Unofficial community rewrite

FastQC, rewritten in Rust

An unofficial rewrite of FastQC, the sequencing QC tool by Simon Andrews at the Babraham Institute.

You should probably use the official Java version, not this one.

This project is to be a faithful rewrite of FastQC, with as-close-to identical outputs as possible. The hope is to port improvements back upstream until the rewrite provides no additional functionality or speed. It's basically a development fork in a different language, albeit with a Rust crate for folks building in that ecosystem.

For regular use, it's probably best to stick with the official Java version from Babraham or GitHub.

Official Java FastQC ↗ Why does this exist?
FastQC report screenshot

OK, but why does this exist?

Valid question..

Upstream contributions

It started off as a "what if.." and turned into more of a sandbox for prototyping improvements, that will hopefully get ported back to the main Java FastQC. The goal is to make the canonical tool better, not to replace it or fragment community usage.

Rust crate

Published as fastqc-rust for developers building bioinformatics tooling in the Rust ecosystem. Produces virtually identical output to the Java version. See the library guide for usage from another Rust program.

Performance

Single-threaded, one file (7.3 GB Illumina WES). Full benchmarks.

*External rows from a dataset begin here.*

PR #1379, opened 2023-04-24
EqualExportedValues: Handle nested pointer, slice and map fields

HaraldNordgren:
The current implementation of `ObjectsExportedFieldsAreEqual` does not handle (nested) pointer or slices fields. This means it doesn't work for comparing e.g. any Protobuf struct if there is any of these on the Protobuf message.

Here, I am hoisting the reflect.Kind() checking from inside the loop to earlier in the logic. This allows me to take better advantage of the recursiveness of the function for checking equality for different types of structs. All while still maintaining the original functionality, as seen by the fact that the original tests are not altered.

I added a lot of tests cove different cases. It may seems like a lot of tests for this feature, but I used them when developing and since the reflection logic is pretty brittle in general, they were quite necessary for me to be able to refactor with any kind of confidence.

Thanks a bunch to @mchlp for the original implementation, this function is very needed for using Testify together with Protobuf! 🙌🏻

### DIFF
--- a/.github/workflows/main.yml
+++ b/.github/workflows/main.yml
@@ -6,14 +6,14 @@ jobs:
     runs-on: ubuntu-latest
     strategy:
       matrix:
-        go_version: ["1.18.1", "1.17.6", "1.16.5"]
+        go_version: ["1.20", "1.19"]
     steps:
       - uses: actions/checkout@v3
       - name: Setup Go
         uses: actions/setup-go@v3.2.0
         with:
           go-version: ${{ matrix.go_version }}
-      - run: ./.ci.gogenerate.sh    
+      - run: ./.ci.gogenerate.sh
       - run: ./.ci.gofmt.sh
       - run: ./.ci.govet.sh
       - run: go test -v -race ./...
--- a/assert/assertions.go
+++ b/assert/assertions.go
@@ -75,46 +75,65 @@ func ObjectsAreEqual(expected, actual interface{}) bool {
 	return bytes.Equal(exp, act)
 }
 
+// copyExportedFields iterates downward through nested data structures and creates a copy
+// that only contains the exported struct fields.
+func copyExportedFields(expected interface{}) interface{} {
+	if isNil(expected) {
+		return expected
+	}
+
+	expectedType := reflect.TypeOf(expected)
+	expectedKind := expectedType.Kind()
+	expectedValue := reflect.ValueOf(expected)
+
+	switch expectedKind {
+	case reflect.Struct:
+		result := reflect.New(expectedType).Elem()
+		for i := 0; i < expectedType.NumField(); i++ {
+			field := expectedType.Field(i)
+			isExported := field.PkgPath == "" // should use field.IsExported() but it's not available in Go 1.16.5
+			if isExported {
+				fieldValue := expectedValue.Field(i)
+				if isNil(fieldValue) || isNil(fieldValue.Interface()) {
+					continue
+				}
+				newValue := copyExportedFields(fieldValue.Interface())
+				result.Field(i).Set(reflect.ValueOf(newValue))
+			}
+		}
+		return result.Interface()
+
+	case reflect.Ptr:
+		result := reflect.New(expectedType.Elem())
+		unexportedRemoved := copyExportedFields(expectedValue.Elem().Interface())
+		result.Elem().Set(reflect.ValueOf(unexportedRemoved))
+		return result.Interface()
+
+	case reflect.Array, reflect.Slice:
+		result := reflect.MakeSlice(expectedType, expectedValue.Len(), expectedValue.Len())
+		for i := 0; i < expectedValue.Len(); i++ {
+			index := expectedValue.Index(i)
+			if isNil(index) {
+				continue
+			}
+			unexportedRemoved := copyExportedFields(index.Interface())
+			result.Index(i).Set(reflect.ValueOf(unexportedRemoved))
+		}
+		return result.Interface()
+
+	default:
+		return expected
+	}
+}
+
 // ObjectsExportedFieldsAreEqual determines if the exported (public) fields of two structs are considered equal.
 // If the two objects are not of the same type, or if either of them are not a struct, they are not considered equal.
 //
 // This function does no assertion of any kind.
 func ObjectsExportedFieldsAreEqual(expected, actual interface{}) bool {
-	if expected == nil || actual == nil {
-		return expected == actual
-	}
-
-	expectedType := reflect.TypeOf(expected)
-	actualType := reflect.TypeOf(actual)
-
-	if expectedType != actualType {
-		return false
-	}
-
-	if expectedType.Kind() != reflect.Struct || actualType.Kind() != reflect.Struct {
-		return false
-	}
-
-	expectedValue := reflect.ValueOf(expected)
-	actualValue := reflect.ValueOf(actual)
-
-	for i := 0; i < expectedType.NumField(); i++ {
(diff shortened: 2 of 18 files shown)


HaraldNordgren:
Ping @boyan-soubachov @mchlp @feidtmb

assert/assertions.go
```diff
@@ -75,46 +75,65 @@ func ObjectsAreEqual(expected, actual interface{}) bool {
...
 		}
+		return result.Interface()
+
+	default:
+		return expected
 	}
-	return true
+}
+
+// ObjectsExportedFieldsAreEqual determines if the exported (public) fields of two structs are considered equal.
```
mchlp, line 129:
```suggestion
// ObjectsExportedFieldsAreEqual determines if the exported (public) fields of two structs are considered equal. This comparison of only exported fields is applied recursively to nested structs.
```

mchlp (commented):
Just a question about handling of `map`. Looks good otherwise!

assert/assertions.go
```diff
@@ -75,46 +75,65 @@ func ObjectsAreEqual(expected, actual interface{}) bool {
...
+			index := expectedValue.Index(i)
+			if isNil(index) {
+				continue
 			}
+			unexportedRemoved := copyExportedFields(index.Interface())
+			result.Index(i).Set(reflect.ValueOf(unexportedRemoved))
 		}
+		return result.Interface()
+
+	default:
```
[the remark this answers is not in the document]
HaraldNordgren: @mchlp I skipped map for now, but I think we should definitely implement it in the future!

feidtmb (commented):
I like this approach! I left a few nits but it looks good to me otherwise.

assert/assertions.go
```diff
@@ -75,46 +75,65 @@ func ObjectsAreEqual(expected, actual interface{}) bool {
...
+		return expected
 	}
-	return true
+}
+
+// ObjectsExportedFieldsAreEqual determines if the exported (public) fields of two structs are considered equal. This comparison of only exported fields is applied recursively to nested structs.
+// If the two objects are not of the same type, or if either of them are not a struct, they are not considered equal.
+//
+// This function does no assertion of any kind.
+func ObjectsExportedFieldsAreEqual(expected, actual interface{}) bool {
```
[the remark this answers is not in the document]
HaraldNordgren: Thanks, updated it!

assert/assertions.go
```diff
@@ -545,6 +564,9 @@ func EqualExportedValues(t TestingT, expected, actual interface{}, msgAndArgs ..
 		return Fail(t, fmt.Sprintf("Types expected to both be struct \n\t%v != %v", bType.Kind(), reflect.Struct), msgAndArgs...)
 	}
 
+	expected = copyExportedFields(expected)
+	actual = copyExportedFields(actual)
+
 	if !ObjectsExportedFieldsAreEqual(expected, actual) {
```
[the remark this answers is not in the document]
HaraldNordgren: Good point! I updated it now!

HaraldNordgren:
@mchlp @feidtmb I added support for maps now, and I think I address all of your comments as well! 🤗

feidtmb (approved):
It doesn't look like `ObjectsExportedFieldsAreEqual` is actually used anymore beyond tests, so we might want to remove it. Other than that though ✅ . (And thanks for adding map support!)

_edit:_ I think a data structure that references itself would cause an infinite loop. IMO this is acceptable for a test helper package like `testify`, but I think it would be worth noting in the function comment on `EqualExportedValues`.

mchlp (dismissed):
Looks good! Thanks for adding support for maps - I think this covers all of the composite data types.

HaraldNordgren:
Thanks again!

@feidtmb, I added a comment about infinite recursion to your PR: https://github.com/stretchr/testify/pull/1373

HaraldNordgren:
Hi again @boyan-soubachov, would you have some time to look at this?

assert/assertions.go
```diff
@@ -75,46 +75,75 @@ func ObjectsAreEqual(expected, actual interface{}) bool {
...
-				equal = ObjectsExportedFieldsAreEqual(expectedValue.Field(i).Interface(), actualValue.Field(i).Interface())
-			} else {
-				equal = ObjectsAreEqualValues(expectedValue.Field(i).Interface(), actualValue.Field(i).Interface())
+
+	switch expectedKind {
+	case reflect.Struct:
+		result := reflect.New(expectedType).Elem()
+		for i := 0; i < expectedType.NumField(); i++ {
+			field := expectedType.Field(i)
+			isExported := field.PkgPath == "" // should use field.IsExported() but it's not available in Go 1.16.5
```
boyan-soubachov, line 94: We probably shouldn't support Go 1.16 any more since it's not officially supported anyways.

boyan-soubachov: Feel free to change the build to only support 1.20, 1.19, and 1.18 -- you can then change this code to not consider Go 1.16

HaraldNordgren: @boyan-soubachov Updated!

Be aware the the formatting the auto-formatting rules seem to have changed for versions >= 1.19. So we are now skipping that part of the build job for 1.18.

.github/workflows/main.yml
```diff
@@ -6,14 +6,18 @@ jobs:
...
     steps:
       - uses: actions/checkout@v3
       - name: Setup Go
         uses: actions/setup-go@v3.2.0
         with:
           go-version: ${{ matrix.go_version }}
-      - run: ./.ci.gogenerate.sh    
-      - run: ./.ci.gofmt.sh
+      - name: Go generate
+        if: ${{ matrix.go_version != 1.18 }}
```
boyan-soubachov, line 17: Why are we excluding `gogenerate.sh` and `gofmt.sh` from running if it's Go 1.18?

HaraldNordgren: It's because it failed. I wrote a comment about it here: https://github.com/stretchr/testify/pull/1379#discussion_r1189008882

If we don't want this extra logic, we could also drop support for 1.18, maybe it's old enough at this point?

boyan-soubachov: That's fair -> https://endoflife.date/go

We can drop 1.18 support.

HaraldNordgren: @boyan-soubachov Updated to drop 1.18!

boyan-soubachov (approved):
Thank you :)

HaraldNordgren:
Hi @nars1!

In general I would definitely advise against using the 'master' build of any library. You are better off pinning the version to testify@v1.8.2 and you would avoid this issue.

This repo has been updated to only support Go versions >=1.18. Be aware the the Go versions you are using are not officially supported anymore: https://endoflife.date/go

It would also be a good idea to upgrade your Go versions 🤗

nars1:
@HaraldNordgren : Will pin the version like you suggest and try to upgrade our Go versions. Thank you for the prompt response.

nars1:
@HaraldNordgren : How do I pin the version like you suggest. My project `go.mod` file looks as follows.

```go
module lang.yottadb.com/go/yottadb

go 1.13

require github.com/stretchr/testify v1.4.0
```

How do I say don't go more than 1.8.2? I tried searching for pinning but could not find any references. Hoping you can point me in the right direction. Thanks.

SuperQ:
This change has set the Go minimum version hint to 1.20 in `go.mod`, but continues to test with 1.19. This is confusing for downstream users.

HaraldNordgren:
Hi @SuperQ, it’s testing both for 1.19 and 1.20.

Expect this gap to narrow, most of these speedups are being contributed upstream.

Wall clock time

Java
9m 46s
Rust
3m 13s 3.0x faster

Peak memory (RSS)

Java
444 MB
Rust
28 MB 16x less

Install

With binary

# Linux x86_64 example -- see docs for all platforms
curl -fsSL https://github.com/ewels/FastQC-Rust/releases/download/v0.12.1/fastqc-linux-x86_64.tar.gz | tar xz --strip-components=1
sudo mv ./fastqc /usr/local/bin/

With Docker

docker run ghcr.io/ewels/fastqc-rust:dev fastqc sample.fastq.gz

From crates.io

cargo install fastqc-rust

From source

git clone https://github.com/ewels/FastQC-Rust.git
cd FastQC-Rust && cargo build --release

Usage

fastqc sample.fastq.gz                    # single file
fastqc -o results/ *.fastq.gz             # batch with output dir
fastqc -t 4 --format bam aligned.bam      # parallel, BAM input

The CLI matches the original. See fastqc --help for all options.